> **What the exercise asks**:
Lines from the entries below that hold "certificate" form the answer; copy all of them.

(Records supplied Opens)

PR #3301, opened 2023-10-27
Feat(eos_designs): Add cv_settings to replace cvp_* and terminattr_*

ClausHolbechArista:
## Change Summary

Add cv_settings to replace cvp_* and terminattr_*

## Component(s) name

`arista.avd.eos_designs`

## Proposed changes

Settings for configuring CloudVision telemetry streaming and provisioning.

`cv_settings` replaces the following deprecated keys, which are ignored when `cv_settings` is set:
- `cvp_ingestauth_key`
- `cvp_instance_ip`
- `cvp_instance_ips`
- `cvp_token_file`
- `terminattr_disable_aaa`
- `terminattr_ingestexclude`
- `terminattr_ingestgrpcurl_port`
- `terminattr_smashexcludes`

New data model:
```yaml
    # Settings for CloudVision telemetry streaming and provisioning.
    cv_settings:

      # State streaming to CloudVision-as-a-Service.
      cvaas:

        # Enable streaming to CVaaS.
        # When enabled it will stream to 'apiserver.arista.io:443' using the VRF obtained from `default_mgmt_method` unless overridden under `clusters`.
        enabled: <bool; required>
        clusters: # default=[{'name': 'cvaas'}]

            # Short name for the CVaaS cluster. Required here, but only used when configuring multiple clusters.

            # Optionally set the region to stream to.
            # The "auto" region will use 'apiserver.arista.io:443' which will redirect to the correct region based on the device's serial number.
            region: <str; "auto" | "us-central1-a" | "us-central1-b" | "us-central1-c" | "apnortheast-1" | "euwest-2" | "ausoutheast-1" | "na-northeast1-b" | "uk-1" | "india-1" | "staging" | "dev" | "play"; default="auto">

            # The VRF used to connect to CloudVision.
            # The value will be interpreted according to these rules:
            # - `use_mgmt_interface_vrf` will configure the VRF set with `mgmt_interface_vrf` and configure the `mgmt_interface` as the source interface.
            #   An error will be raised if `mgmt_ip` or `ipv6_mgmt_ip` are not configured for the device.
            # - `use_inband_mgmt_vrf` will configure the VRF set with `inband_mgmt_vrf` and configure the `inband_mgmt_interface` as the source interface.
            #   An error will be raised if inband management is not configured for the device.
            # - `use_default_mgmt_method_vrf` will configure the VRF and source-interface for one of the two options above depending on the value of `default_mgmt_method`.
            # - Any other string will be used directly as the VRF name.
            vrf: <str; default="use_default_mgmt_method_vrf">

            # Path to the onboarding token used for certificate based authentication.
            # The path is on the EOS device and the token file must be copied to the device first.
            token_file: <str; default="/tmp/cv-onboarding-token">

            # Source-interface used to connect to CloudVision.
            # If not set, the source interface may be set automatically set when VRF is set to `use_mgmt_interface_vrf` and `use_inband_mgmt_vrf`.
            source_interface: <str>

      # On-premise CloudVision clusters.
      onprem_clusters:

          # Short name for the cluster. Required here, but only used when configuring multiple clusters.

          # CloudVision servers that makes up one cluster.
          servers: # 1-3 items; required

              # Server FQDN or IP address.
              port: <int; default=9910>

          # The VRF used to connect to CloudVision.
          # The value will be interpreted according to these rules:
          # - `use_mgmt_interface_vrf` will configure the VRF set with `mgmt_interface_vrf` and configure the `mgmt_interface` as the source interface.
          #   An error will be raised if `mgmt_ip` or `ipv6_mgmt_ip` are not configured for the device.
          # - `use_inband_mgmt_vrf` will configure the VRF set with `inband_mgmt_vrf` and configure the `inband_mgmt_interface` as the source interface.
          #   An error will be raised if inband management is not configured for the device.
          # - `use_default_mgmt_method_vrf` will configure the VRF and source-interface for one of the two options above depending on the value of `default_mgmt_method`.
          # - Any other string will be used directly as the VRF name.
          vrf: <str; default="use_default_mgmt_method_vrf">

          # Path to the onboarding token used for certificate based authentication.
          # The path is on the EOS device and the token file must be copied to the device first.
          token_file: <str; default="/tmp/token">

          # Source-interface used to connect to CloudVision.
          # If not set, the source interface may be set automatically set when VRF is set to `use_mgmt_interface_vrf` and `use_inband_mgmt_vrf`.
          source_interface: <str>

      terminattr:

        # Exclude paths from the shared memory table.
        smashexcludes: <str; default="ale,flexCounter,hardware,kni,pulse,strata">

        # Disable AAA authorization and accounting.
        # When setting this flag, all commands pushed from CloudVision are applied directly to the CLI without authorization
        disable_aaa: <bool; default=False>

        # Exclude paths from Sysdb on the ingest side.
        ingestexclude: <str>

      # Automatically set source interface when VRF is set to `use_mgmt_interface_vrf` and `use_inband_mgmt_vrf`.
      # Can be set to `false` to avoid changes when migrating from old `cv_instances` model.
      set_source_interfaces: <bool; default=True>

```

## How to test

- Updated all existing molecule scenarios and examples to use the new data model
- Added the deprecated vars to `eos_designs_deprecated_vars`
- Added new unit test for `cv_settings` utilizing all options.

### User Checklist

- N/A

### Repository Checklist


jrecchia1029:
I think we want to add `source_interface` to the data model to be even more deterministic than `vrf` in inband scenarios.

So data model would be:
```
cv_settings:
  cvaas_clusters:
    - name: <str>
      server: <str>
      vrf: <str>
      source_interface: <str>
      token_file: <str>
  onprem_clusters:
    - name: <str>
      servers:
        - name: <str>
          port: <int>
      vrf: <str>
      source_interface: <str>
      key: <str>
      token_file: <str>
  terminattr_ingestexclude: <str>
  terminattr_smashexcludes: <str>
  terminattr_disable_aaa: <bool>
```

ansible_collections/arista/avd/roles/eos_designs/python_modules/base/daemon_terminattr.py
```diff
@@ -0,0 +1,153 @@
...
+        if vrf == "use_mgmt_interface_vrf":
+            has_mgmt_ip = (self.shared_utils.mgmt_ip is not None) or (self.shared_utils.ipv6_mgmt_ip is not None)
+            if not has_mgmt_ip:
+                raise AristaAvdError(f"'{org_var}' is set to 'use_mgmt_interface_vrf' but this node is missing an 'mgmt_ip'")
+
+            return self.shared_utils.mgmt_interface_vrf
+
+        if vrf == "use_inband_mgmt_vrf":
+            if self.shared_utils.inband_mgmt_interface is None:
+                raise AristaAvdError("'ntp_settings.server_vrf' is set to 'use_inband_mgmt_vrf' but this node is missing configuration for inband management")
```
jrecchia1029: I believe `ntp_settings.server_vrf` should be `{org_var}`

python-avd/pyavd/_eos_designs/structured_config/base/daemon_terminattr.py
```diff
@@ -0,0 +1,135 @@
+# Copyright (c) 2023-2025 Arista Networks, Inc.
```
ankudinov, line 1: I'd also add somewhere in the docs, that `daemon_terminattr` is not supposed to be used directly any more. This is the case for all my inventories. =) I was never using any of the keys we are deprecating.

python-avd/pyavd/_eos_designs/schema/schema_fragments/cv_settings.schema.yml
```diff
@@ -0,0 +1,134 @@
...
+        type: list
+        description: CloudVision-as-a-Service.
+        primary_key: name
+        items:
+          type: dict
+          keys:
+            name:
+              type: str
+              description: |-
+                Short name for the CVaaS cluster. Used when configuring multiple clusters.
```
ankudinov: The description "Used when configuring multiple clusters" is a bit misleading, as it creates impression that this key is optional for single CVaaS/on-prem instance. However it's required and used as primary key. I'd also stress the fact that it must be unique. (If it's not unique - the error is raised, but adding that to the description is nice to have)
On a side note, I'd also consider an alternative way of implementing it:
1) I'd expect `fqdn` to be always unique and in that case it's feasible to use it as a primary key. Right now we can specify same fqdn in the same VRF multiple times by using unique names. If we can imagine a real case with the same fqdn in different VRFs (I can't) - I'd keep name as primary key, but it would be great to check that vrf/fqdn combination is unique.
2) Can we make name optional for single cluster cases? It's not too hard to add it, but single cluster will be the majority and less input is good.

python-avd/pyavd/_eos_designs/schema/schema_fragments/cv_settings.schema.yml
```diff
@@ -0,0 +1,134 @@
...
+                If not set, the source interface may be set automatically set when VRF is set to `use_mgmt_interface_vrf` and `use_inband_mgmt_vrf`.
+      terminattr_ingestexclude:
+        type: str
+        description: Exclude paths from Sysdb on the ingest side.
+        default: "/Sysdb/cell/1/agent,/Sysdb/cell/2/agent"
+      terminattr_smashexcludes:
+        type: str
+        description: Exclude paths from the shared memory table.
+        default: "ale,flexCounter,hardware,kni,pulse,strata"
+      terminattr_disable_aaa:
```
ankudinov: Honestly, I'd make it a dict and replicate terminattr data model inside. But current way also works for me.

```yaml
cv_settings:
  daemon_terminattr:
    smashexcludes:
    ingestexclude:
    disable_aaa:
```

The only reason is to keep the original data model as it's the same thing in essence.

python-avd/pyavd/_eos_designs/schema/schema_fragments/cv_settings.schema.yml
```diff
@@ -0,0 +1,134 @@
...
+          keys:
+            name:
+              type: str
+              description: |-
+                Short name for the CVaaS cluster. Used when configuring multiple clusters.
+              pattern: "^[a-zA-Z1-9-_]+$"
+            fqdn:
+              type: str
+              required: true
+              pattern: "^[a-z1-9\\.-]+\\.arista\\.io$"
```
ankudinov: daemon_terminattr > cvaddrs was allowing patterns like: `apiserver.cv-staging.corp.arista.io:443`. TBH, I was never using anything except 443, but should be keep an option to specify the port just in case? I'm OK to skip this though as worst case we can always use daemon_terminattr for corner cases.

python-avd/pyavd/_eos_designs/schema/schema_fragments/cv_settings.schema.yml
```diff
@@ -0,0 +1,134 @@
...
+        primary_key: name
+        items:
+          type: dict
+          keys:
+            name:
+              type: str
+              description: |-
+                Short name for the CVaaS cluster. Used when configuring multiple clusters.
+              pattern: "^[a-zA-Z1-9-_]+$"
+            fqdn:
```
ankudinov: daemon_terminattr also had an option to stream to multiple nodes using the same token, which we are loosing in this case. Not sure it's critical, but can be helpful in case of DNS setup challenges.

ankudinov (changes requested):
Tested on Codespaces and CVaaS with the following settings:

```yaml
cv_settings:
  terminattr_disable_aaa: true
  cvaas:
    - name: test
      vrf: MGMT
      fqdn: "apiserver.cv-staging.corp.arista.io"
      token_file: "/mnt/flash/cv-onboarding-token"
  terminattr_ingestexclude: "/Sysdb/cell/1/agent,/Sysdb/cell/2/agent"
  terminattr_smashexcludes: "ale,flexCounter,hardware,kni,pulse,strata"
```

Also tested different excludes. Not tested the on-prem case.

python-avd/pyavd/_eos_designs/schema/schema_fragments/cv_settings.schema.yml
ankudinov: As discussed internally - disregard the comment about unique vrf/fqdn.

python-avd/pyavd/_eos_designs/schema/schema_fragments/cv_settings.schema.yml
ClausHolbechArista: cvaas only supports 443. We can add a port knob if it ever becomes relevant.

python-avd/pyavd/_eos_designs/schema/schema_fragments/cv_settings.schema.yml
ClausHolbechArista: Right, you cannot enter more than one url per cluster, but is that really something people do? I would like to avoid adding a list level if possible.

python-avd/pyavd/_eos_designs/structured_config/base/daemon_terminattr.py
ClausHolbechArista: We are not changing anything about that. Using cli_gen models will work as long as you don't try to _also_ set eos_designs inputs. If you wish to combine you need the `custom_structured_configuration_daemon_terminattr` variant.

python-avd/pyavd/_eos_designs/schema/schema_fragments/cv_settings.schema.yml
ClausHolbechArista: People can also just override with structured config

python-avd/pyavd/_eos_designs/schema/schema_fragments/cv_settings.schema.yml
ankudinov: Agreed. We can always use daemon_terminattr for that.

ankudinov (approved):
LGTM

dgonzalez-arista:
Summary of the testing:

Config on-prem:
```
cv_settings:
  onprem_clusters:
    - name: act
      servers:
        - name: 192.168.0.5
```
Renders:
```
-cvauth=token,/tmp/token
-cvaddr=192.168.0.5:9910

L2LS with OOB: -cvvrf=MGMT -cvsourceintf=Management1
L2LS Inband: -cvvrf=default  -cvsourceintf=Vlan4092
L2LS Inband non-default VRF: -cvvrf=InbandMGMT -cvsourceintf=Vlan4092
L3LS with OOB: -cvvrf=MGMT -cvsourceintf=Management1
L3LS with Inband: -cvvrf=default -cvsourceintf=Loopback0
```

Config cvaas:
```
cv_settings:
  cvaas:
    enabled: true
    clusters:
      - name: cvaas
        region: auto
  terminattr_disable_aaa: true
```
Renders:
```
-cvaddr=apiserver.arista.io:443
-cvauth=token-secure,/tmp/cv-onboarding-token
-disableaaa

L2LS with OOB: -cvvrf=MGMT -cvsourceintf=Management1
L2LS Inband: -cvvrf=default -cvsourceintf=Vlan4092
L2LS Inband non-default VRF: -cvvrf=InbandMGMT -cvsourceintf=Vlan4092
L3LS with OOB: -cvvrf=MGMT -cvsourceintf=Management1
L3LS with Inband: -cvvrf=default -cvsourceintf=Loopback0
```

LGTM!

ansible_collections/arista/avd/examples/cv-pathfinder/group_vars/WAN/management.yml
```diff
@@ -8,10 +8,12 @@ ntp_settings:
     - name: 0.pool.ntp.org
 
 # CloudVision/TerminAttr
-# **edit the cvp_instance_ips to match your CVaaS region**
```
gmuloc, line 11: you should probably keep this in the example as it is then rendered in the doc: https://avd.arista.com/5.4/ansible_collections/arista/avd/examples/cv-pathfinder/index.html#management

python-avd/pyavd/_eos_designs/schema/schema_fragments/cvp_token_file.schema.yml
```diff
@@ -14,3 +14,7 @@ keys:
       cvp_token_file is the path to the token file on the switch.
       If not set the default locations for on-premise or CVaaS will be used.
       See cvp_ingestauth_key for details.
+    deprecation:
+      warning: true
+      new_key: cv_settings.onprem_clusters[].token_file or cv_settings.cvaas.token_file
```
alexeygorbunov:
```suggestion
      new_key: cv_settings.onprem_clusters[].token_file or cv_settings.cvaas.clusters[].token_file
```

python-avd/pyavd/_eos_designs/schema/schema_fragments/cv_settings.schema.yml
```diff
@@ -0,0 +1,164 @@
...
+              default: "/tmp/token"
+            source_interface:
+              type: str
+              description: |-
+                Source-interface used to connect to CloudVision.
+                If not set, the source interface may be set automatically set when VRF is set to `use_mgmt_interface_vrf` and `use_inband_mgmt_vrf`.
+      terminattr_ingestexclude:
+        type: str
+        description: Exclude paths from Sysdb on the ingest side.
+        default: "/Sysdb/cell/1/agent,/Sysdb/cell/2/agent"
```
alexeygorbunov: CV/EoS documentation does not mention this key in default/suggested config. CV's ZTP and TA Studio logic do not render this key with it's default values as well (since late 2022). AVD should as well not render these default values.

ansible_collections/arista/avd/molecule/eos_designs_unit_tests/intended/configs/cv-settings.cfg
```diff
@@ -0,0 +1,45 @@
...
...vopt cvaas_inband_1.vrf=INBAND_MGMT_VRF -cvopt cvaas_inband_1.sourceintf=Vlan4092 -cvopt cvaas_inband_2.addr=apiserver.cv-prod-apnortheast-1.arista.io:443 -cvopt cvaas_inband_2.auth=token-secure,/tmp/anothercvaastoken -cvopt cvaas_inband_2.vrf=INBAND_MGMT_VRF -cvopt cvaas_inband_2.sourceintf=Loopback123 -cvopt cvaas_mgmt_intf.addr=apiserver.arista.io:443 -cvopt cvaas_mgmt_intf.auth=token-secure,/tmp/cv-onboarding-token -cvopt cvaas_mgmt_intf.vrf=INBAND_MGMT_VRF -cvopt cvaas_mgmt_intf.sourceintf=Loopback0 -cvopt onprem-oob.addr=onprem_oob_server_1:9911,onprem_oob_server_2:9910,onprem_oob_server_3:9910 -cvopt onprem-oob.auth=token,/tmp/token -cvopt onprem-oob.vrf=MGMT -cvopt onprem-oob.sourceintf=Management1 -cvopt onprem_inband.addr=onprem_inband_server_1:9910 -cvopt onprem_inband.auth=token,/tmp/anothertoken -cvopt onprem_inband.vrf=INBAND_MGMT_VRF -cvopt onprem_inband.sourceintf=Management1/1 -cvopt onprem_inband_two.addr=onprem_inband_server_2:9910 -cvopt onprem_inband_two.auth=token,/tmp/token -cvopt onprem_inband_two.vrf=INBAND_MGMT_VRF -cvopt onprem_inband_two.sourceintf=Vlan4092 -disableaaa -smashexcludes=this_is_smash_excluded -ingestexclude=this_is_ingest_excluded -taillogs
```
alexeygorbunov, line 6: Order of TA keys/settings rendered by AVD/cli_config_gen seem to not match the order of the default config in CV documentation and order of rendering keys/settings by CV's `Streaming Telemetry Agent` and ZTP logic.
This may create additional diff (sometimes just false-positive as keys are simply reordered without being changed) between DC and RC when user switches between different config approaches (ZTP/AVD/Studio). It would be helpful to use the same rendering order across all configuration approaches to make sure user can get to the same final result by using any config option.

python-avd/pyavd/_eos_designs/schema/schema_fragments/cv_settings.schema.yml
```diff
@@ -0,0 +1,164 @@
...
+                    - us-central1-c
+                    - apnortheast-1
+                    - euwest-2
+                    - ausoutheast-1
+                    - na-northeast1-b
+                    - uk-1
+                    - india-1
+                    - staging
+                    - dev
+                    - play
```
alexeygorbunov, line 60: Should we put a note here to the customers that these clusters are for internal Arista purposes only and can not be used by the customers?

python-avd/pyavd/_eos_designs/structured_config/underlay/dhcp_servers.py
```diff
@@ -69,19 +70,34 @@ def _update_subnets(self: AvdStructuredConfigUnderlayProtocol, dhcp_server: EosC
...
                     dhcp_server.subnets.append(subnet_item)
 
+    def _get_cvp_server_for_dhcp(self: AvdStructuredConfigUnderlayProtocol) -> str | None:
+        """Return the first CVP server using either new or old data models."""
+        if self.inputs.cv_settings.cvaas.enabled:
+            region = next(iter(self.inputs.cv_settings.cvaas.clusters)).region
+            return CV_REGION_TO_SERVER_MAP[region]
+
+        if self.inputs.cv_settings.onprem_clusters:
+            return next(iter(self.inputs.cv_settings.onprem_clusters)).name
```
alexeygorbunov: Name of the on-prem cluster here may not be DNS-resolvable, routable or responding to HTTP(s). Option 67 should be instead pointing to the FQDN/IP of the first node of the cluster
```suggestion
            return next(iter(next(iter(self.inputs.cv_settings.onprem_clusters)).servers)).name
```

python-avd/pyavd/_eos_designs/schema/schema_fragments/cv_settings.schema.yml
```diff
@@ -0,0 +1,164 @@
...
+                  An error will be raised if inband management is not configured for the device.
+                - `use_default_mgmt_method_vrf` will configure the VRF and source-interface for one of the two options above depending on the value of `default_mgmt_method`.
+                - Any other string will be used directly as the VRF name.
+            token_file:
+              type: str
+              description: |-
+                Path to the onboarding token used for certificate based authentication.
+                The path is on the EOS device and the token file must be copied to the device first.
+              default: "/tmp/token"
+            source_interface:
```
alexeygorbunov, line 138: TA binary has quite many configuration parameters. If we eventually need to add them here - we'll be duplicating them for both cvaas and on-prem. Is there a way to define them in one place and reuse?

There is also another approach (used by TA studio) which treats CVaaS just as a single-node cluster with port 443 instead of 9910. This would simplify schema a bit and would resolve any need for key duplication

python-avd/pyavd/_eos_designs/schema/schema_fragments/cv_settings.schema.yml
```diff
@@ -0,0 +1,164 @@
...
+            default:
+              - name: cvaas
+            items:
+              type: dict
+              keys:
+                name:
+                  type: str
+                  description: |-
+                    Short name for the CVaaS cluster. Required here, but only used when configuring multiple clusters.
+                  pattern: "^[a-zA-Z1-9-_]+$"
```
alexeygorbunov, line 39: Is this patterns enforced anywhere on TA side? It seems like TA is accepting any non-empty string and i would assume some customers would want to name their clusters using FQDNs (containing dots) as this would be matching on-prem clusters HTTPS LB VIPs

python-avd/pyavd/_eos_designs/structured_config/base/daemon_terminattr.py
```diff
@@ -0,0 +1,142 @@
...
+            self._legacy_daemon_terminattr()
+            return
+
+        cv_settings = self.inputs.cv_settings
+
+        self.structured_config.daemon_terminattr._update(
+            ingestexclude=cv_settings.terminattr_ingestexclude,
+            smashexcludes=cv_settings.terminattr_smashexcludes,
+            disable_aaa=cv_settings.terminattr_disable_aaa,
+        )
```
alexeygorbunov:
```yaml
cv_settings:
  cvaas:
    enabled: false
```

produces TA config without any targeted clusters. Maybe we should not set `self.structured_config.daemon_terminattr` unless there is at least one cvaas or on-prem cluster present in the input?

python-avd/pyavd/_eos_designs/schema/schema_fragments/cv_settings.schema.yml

(Records supplied Closes)

> **Task result**:
            # Path to the onboarding token used for certificate based authentication.
          # Path to the onboarding token used for certificate based authentication.
+                Path to the onboarding token used for certificate based authentication.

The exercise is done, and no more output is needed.